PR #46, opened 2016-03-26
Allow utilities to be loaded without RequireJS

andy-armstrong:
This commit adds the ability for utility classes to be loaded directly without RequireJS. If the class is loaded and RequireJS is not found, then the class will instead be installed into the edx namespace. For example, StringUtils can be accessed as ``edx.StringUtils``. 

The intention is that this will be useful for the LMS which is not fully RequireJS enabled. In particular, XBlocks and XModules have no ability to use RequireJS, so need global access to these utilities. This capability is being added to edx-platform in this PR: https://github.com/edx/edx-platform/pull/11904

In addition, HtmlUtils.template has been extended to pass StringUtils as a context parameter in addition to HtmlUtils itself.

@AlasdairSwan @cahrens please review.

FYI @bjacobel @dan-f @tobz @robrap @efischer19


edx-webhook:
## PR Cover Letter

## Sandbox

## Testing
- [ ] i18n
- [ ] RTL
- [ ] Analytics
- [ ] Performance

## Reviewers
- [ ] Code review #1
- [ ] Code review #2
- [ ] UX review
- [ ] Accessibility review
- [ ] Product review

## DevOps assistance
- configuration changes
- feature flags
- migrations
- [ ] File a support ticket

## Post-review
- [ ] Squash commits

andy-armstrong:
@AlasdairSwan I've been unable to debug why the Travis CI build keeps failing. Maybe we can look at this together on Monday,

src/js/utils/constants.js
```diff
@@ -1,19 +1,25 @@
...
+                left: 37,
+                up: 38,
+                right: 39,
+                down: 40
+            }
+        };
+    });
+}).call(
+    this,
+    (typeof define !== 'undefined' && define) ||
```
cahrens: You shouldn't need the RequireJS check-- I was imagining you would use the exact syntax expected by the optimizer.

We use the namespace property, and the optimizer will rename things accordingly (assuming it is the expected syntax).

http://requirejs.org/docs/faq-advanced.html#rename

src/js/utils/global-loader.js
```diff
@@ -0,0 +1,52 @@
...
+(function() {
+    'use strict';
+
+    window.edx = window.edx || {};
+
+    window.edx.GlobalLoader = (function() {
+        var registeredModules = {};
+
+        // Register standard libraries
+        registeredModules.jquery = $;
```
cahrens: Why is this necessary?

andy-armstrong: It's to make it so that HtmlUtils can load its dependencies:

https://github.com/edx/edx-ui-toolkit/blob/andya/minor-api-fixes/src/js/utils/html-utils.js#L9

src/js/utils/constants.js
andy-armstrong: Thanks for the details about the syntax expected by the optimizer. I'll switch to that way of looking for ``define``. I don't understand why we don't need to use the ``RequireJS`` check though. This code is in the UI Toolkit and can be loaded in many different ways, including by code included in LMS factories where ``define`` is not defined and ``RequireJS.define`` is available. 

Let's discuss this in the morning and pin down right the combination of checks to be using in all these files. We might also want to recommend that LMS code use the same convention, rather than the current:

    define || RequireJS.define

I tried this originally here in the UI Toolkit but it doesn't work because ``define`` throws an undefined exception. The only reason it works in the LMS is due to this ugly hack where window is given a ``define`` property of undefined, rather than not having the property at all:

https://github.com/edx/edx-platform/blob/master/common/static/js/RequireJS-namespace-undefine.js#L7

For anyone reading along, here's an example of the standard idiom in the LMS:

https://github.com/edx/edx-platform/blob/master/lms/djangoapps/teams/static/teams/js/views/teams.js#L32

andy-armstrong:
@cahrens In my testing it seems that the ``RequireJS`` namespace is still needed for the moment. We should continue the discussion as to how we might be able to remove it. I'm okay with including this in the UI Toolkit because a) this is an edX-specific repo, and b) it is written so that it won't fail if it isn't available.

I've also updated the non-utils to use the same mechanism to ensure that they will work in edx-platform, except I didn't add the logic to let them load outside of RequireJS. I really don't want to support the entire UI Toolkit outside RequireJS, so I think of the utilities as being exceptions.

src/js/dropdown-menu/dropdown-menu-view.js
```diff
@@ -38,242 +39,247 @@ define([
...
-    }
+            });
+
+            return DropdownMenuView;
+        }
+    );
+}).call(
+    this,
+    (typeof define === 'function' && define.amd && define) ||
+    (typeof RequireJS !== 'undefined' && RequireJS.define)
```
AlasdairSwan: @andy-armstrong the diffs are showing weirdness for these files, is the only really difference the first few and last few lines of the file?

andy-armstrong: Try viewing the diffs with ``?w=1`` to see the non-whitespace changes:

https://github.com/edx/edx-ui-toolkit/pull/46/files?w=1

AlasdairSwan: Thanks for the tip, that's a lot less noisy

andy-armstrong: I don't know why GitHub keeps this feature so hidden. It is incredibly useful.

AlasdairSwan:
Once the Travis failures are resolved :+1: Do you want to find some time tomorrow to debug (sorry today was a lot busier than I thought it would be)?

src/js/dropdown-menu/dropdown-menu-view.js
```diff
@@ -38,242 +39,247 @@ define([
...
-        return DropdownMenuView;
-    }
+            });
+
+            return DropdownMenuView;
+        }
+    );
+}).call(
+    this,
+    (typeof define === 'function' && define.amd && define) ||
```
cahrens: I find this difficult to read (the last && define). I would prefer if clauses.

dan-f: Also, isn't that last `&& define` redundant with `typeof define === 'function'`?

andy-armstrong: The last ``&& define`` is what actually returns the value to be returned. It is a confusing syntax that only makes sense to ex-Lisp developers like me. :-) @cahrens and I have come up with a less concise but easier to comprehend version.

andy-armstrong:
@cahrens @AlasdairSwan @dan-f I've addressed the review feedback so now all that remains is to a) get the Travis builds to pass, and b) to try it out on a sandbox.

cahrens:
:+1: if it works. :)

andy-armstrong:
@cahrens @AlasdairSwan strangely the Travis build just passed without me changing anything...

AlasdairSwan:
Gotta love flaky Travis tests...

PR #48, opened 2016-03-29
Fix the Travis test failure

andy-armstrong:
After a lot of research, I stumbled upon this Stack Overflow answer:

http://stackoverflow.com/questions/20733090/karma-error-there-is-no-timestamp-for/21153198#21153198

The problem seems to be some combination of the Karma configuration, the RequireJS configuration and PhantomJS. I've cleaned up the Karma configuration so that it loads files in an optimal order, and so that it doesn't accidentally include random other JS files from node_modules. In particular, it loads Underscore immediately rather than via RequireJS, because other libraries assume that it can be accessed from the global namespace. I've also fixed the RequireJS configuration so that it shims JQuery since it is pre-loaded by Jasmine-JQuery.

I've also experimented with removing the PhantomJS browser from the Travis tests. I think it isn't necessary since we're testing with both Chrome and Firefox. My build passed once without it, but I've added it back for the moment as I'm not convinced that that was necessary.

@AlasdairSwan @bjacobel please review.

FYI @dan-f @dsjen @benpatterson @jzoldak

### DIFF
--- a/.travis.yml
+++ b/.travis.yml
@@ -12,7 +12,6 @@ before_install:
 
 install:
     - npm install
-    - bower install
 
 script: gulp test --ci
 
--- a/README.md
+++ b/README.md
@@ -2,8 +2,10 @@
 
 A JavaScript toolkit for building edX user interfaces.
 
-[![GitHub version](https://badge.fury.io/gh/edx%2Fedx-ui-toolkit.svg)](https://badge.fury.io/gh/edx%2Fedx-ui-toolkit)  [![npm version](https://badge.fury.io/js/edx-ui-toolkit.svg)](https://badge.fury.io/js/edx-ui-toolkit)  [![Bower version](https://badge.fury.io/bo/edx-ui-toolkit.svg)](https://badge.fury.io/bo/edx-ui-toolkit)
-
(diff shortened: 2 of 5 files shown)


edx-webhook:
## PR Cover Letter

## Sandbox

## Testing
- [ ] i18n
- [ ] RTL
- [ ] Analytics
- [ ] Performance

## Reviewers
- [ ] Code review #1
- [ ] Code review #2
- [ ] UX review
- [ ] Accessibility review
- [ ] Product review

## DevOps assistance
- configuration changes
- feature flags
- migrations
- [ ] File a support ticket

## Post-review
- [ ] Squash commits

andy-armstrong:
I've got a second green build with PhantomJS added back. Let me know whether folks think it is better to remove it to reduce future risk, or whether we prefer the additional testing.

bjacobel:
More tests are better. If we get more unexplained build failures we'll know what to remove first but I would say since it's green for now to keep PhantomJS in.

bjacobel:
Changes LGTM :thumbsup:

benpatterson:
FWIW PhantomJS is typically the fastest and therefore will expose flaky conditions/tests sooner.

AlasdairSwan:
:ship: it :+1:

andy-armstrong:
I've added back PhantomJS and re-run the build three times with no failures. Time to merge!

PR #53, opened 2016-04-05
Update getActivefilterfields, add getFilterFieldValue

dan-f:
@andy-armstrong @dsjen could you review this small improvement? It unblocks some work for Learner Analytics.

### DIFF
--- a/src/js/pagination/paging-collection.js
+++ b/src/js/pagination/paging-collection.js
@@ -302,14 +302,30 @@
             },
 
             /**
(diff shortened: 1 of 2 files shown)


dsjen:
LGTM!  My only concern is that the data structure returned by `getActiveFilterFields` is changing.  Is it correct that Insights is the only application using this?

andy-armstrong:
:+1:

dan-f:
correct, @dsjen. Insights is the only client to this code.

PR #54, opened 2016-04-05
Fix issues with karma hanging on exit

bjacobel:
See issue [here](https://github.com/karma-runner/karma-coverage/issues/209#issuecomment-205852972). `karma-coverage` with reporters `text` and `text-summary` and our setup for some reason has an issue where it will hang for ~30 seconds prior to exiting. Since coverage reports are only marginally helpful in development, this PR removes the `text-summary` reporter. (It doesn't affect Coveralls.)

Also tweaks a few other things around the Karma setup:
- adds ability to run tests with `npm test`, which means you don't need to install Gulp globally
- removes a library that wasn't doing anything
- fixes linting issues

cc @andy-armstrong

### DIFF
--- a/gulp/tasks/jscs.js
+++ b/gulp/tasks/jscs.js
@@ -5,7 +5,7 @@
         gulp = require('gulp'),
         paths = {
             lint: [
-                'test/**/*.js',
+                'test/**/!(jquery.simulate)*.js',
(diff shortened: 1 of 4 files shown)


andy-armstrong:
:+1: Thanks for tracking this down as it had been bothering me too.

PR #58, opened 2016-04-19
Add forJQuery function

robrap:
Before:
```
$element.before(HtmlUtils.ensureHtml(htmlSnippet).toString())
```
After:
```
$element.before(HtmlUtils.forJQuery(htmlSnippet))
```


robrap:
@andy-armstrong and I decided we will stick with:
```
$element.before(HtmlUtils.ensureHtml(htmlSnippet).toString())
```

--------------------

Lines of the listing above that contain the word "fixes" must all be copied.

#### Solution for this task
https://github.com/edx/edx-ui-toolkit/blob/andya/minor-api-fixes/src/js/utils/html-utils.js#L9
- fixes linting issues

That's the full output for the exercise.